Frontiers of Knowledge - Health, Environment and the History of Science

Frontiers of Knowledge - Health, Environment and the History of Science

Organisatoren
Cluster of Excellence “Asia and Europe in a Global Context”, Heidelberg University
Ort
Heidelberg
Land
Deutschland
Vom - Bis
05.10.2011 - 07.10.2011
Von
Anna Andreeva / Johannes Quack / Dominic Steavu, Cluster of Excellence “Asia and Europe in a Global Context”, Heidelberg University

“Frontiers of Knowledge” was the topic of the 2011 Annual Conference of the Cluster of Excellence “Asia and Europe in a Global Context” held from October 5th to 7th at Heidelberg University. The purpose of the conference was to explore the fields of Health, Environment and the History of Science, while challenging the conventional intellectual divisions between Europe and Asia.

In the evening of October 5th, the first keynote speaker, KAUSHIK SUNDER RAJAN (Chicago), gave a lecture on “Property, Rights and the Constitution of Contemporary Indian Biomedicine” marking the opening of the conference. He focused on the contested relationship between intellectual property and the re-institutionalisation of pharmaceutical development in contemporary India. In particular, he traced the development of a case of a patent on the anti-cancer drug Gleevec.
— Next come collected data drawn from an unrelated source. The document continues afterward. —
PR #1427, opened 2017-03-30
- test the rank of Pinf in univariate smoother for the subset of obse…

rattoma:
…rvables, in order to trap cases where this is not already trapped in compute_Pinf_Pstar.m

- issue warning when diffuse steps never end [maybe we should issue an error?]


houtanb:
@rattoma this change breaks `analytic_derivatives/fs2000_analytic_derivation.mod`. Please fix the commit or the test.

Issue #758, opened 2014-10-13
Write specialized code for loading data...


stepan-a:
We should not use the same code if we load data with the "legacy approach" (`datafile` option of the `estimation` command) or if we use the `data` command. In the first case we should create a `dseries` restricted to the variables listed in `options_.varobs`. See PR #741.

stepan-a:
Fixed in 63d31572677315705978ac507b87ef2f7ce8c74f.

PR #1443, opened 2017-04-27
Add legacy function for loading mat-files with old interface

### LINKED ISSUE #1364: Allow loading data from mat-files that contain other variables
We rely on `load_mat_file_data.m` from `dseries` to read in `mat`-files. There we use
```
for i=1:length(varlist)
    try
        tmp = getfield(datafile,varlist{i});
        data = [data,  tmp(:)];
    catch
        error(['load_mat_file:: All the vectors (variables) in ' inputname(1) ' must have the same number of rows (observations)!'])
    end
end
```
to read _all_ variables and concatenate them in an array. If there is any other variable in the mat-file that does not have conformable dimensions, we abort with a crash. This deviates from earlier behavior and will result in many users reporting problems with backward compatibility if we release `4.5` this way. Is there a way to only load the specified `varobs`? Currently, it seems impossible to pass this through the `dseries`.

JohannesPfeifer:
Follows approach of #758 and closes #1364

### DIFF
--- a/matlab/load_mat_file_data_legacy.m
+++ b/matlab/load_mat_file_data_legacy.m
@@ -1,0 +1,41 @@
+function data  = load_mat_file_data_legacy(datafile, varobs)
+
+% Copyright (C) 2017 Dynare Team
+%
+% This file is part of Dynare.
+%
+% Dynare is free software: you can redistribute it and/or modify
+% it under the terms of the GNU General Public License as published by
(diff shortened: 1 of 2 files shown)


stepan-a:
Manually merged (with bug fix in e1c983cc7b9be18c6f79b1258d87b59818e4ea7b).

The first podium discussion, chaired by JOACHIM FRIEDRICH QUACK (Heidelberg), took place in the morning of October 6th which focused on Ancient Medicine. FRIEDHELM HOFMANN’s (Munich) exploration of Egyptian medical receipts, dating from the second and early first millennia BCE and their relationship to Near-Eastern and Greek medical traditions, demonstrated that some basic prescription formulae appear in all otherwise divergent medical systems. Examining medical stories, medicinal recipes, and amulets from the Hippocratic and Galenic traditions, ANN ELLIS HANSON (Yale) showed how earlier medical concepts from Hippocratic texts were appropriated and amended to fit into later medical writings in the Roman and Byzantine Egypt traditions. Continuing the theme of transmission, VIVIAN NUTTON (London) drew attention to issues of translating medical texts and traditions with a focus on the re-contextualisation of Galenic writings into the Syriac and Arabic.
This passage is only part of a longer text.